(Stored data)
- - -

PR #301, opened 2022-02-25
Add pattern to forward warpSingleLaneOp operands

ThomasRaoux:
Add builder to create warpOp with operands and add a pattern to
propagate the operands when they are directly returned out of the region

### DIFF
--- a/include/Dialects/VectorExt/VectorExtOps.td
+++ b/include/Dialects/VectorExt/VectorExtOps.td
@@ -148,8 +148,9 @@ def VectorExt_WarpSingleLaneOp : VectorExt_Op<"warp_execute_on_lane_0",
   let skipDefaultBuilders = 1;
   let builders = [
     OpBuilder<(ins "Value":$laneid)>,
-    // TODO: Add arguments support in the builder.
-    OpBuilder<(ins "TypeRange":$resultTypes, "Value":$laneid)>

- - -

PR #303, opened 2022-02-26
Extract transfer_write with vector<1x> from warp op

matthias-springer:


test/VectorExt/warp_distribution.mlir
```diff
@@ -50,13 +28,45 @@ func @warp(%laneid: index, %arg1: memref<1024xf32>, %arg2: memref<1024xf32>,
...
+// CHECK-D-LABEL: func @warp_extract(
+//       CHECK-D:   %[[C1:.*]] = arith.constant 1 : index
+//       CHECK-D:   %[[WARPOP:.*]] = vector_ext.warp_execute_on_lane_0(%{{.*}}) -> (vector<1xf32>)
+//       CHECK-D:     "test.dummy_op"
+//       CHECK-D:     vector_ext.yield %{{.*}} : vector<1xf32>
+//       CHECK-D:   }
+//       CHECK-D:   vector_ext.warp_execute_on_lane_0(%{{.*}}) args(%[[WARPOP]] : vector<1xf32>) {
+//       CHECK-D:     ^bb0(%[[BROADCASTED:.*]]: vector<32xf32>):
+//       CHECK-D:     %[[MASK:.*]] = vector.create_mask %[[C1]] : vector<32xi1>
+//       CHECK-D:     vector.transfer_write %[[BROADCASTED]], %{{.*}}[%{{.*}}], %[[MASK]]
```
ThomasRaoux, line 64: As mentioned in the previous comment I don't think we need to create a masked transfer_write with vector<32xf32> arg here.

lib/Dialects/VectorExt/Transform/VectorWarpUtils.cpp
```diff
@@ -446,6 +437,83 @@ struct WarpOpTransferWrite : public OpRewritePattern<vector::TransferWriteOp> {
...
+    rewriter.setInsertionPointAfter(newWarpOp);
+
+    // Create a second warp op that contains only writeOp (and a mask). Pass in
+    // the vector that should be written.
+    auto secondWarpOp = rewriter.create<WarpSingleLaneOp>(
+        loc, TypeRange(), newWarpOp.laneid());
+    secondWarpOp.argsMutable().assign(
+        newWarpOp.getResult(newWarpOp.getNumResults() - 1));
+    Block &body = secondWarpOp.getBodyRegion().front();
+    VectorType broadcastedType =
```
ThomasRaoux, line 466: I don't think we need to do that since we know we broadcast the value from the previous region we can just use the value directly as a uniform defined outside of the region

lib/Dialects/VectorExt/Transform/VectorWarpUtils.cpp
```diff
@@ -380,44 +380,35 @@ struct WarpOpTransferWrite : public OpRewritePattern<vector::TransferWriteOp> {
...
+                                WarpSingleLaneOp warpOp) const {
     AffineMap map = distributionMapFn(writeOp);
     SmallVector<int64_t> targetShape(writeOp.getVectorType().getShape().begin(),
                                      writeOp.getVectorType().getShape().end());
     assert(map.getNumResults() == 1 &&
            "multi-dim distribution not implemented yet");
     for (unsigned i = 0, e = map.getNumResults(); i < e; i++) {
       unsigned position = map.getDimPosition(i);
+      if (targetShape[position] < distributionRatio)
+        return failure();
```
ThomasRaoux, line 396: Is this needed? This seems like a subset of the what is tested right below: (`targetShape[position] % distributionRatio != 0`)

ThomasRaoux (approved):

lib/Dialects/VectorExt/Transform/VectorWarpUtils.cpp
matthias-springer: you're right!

- - -

WHAT THE TASK ASKS: Find the string "OpRewritePattern" in the records, then copy each line where it occurs.

TASK RESULT:
@@ -446,6 +437,83 @@ struct WarpOpTransferWrite : public OpRewritePattern<vector::TransferWriteOp> {
@@ -380,44 +380,35 @@ struct WarpOpTransferWrite : public OpRewritePattern<vector::TransferWriteOp> {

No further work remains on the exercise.